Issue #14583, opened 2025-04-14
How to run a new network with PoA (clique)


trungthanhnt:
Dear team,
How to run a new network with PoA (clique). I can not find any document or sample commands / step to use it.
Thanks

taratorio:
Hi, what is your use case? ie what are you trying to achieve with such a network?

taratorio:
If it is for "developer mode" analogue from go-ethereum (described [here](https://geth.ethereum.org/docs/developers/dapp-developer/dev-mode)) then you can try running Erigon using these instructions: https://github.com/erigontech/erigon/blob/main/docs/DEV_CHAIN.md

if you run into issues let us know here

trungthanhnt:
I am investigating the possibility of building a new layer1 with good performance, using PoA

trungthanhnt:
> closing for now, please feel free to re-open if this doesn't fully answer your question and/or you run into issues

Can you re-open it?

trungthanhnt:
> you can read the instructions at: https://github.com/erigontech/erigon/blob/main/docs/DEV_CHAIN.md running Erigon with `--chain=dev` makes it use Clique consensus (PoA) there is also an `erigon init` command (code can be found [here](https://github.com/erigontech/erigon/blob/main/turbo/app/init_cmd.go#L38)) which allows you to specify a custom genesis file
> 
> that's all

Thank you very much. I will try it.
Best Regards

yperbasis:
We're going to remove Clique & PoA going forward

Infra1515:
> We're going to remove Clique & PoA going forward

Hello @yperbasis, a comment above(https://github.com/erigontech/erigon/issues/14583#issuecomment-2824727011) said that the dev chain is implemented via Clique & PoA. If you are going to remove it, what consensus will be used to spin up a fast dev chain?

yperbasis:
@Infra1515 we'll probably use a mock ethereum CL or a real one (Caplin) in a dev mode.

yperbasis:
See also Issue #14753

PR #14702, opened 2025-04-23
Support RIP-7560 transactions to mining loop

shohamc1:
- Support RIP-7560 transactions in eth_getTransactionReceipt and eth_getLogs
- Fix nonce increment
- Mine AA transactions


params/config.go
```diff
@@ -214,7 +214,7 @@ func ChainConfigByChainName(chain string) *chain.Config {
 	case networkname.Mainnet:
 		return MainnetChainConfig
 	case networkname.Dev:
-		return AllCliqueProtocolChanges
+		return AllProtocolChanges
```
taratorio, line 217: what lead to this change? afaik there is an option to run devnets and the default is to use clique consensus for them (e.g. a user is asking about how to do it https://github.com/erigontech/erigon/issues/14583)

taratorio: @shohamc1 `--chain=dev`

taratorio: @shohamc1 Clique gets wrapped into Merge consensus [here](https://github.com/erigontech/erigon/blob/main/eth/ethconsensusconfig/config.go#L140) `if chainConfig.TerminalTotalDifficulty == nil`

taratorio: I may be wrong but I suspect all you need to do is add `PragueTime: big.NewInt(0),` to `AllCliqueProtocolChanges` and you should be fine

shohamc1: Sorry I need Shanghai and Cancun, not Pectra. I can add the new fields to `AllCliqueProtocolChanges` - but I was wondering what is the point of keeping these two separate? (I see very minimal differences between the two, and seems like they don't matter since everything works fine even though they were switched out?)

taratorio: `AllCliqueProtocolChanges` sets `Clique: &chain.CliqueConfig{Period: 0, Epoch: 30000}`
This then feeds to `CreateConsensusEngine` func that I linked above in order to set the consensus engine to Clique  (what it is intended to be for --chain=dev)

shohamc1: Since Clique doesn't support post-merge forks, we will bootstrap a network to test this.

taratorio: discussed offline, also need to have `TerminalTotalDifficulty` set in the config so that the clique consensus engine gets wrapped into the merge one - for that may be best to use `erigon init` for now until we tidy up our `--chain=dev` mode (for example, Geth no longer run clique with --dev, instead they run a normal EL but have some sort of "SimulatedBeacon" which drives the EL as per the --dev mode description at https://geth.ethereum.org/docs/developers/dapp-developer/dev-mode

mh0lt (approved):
-.-.-
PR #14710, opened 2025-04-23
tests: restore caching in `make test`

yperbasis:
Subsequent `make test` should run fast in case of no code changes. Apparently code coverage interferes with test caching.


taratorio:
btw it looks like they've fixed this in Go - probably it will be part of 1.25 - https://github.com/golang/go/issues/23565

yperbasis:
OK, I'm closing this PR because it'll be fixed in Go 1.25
-.-.-
▶ Instructions for the task
What is the number of lines in the data that contain "caching"? Write that number and nothing else.

▶ Completed exercise
2